Heart health, obesity and diabetes
High fructose intake also leads to insulin resistance, obesity, and diabetes. Excessive consumption of fructose interferes with the regular function of leptin, a hormone that regulates body weight. fat accumulation, insulin resistance and glucose intolerance.
A Animal Study 2016 reported that a two-month intake of fructose caused triglyceride accumulation in the liver and impaired insulin function. Likewise, a 7-day high-fructose diet led to accumulation of very low-density lipoprotein (VLDL) triglycerides and increased the risk of cardiovascular disease, as reported 2009 study…
Besides obesity and diabetes, fructose increases uric acid levels in the blood, which leads to gout, increases blood pressure and triglyceride levels.
Excess fructose can cause diarrhea and irritable bowel syndrome (IBS). IBS is a digestive disorder associated with abdominal pain, bloating, indigestion, constipation, and / or diarrhea. In many people, improper digestion and absorption of fructose leads to diarrhea, flatulence and belching… About 68 patients with known IBS symptoms improved significantly after eating a low fructose diet. Interventional study 2013…
Risks of a Fruit Diet
How much is that?
The high water and fiber content of whole fruits makes them incredibly filling. Because of this, it is impossible for most people to eat too much fruit. Existing prevalence data indicate that a small percentage of people regularly consume the recommended amount of fruit. Less than one in 10 Americans eat minimum recommended fruits per day… In India average consumption of fruits and vegetables per day only 3.5 servings, far below the general recommendation per day of five servings or 400 g per day.
Several studies have evaluated the health effects of consuming up to 20 servings of fruit per day and found no side effects. However, the scientific validity of these studies is low because the sample sizes were very small. with a total of 10 and 17 participants respectively.
Eating more fruits than the general recommendation did not provide any additional benefit, as shown by a large analysis of 16 scientific studies.
Fruit as part of a low-carb diet for diabetes
The growing prevalence of obesity and type 2 diabetes is making various low-carb diets popular among the world’s population. Latest evidence suggests replacing a traditional high-carb diet with a diet with healthy fats, which in most cases can improve insulin sensitivity.
A low-carb diet recommends 100-150 grams of carbs per day. Ultra-low-carb diets or ketogenic diets recommend eating less than 50 grams of carbs per day. In keto meals, the amount of fruit is limited, as fruits contain about 15-30 g of carbohydrates per piece.

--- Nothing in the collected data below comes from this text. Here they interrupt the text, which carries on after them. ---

PR #4814, opened 2023-09-20
Change Alola z crystal badges to stamps and remove Trial gyms

osherwott:
## Description
- Remove faux gyms used for Trials
- Replace each island's gym badge with their stamp
  - Give Alola Champ its stamp too
- Move existing Z Crystal svgs to the zCrystal items folder
  - Add remaining crystal svgs too

## Motivation and Context
Alola's stamps correspond more to badges than the crystals, since they are rewarded upon the Grand Trial gyms and aren't related to dungeons. We are also in the process of using the crystals for their own thing, so it's important to make regional progress distinct from Z crystals for this reason.

The `DungeonGainGymBadge` code was left in, should we ever need to use it in the future. I figured with the amount of spin offs there are we might need it for something else down the line. (Interestingly enough it also works with temp battles.)

## How Has This Been Tested?
- Ran `npm run test` to check if anything was missed.
- Tested commits prior to this branch on my general test branch for Alola. The commits here were copied from there.

## Screenshots:
image
Fig 1. _A stamp for each island/gym. The Champion Stamp ended up nicely centered, too. They look very pretty :)_

## Types of changes
- UI improvement
- Canon


Qwertypop04 (approved):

Fruit is recommended as part of a balanced diet for people with diabetes, and the amount is strictly individual, as there is no common “diabetic diet”. However, fruit selection is critical for diabetes management due to their high fructose content. This selection is based on the glycemic index (GI) value of each fruit. The GI value is defined as how much a certain food can raise blood sugar levels after being eaten. Fruits with a GI of 70 or more are considered very high in sugar and should be avoided when planning a diabetes diet. Medium GI fruits have a GI value of 56 to 69. Low GI fruits are fruits with a GI value of 55 or less.
List of fruits according to their GI value to help plan diabetes meals –
High to moderate GI fruits – watermelon, dates, pineapple, overripe banana, grapes, pomegranate, papaya, melon.
Low GI fruits – cherry, Apple, grapefruit, avocado, orange, plum, strawberry, blueberry, pear, guava.
Undoubtedly, fruits have many health benefits. At the same time, fructose, a fruit sugar, has an effect on the vital organs. The question is whether excess fructose in fruit form could have the same effect! Research is still inconclusive. That being said, make whole, fresh, raw fruits as part of a balanced diet in moderation. But don’t overdo it with fruit, especially in a commercial liquid form.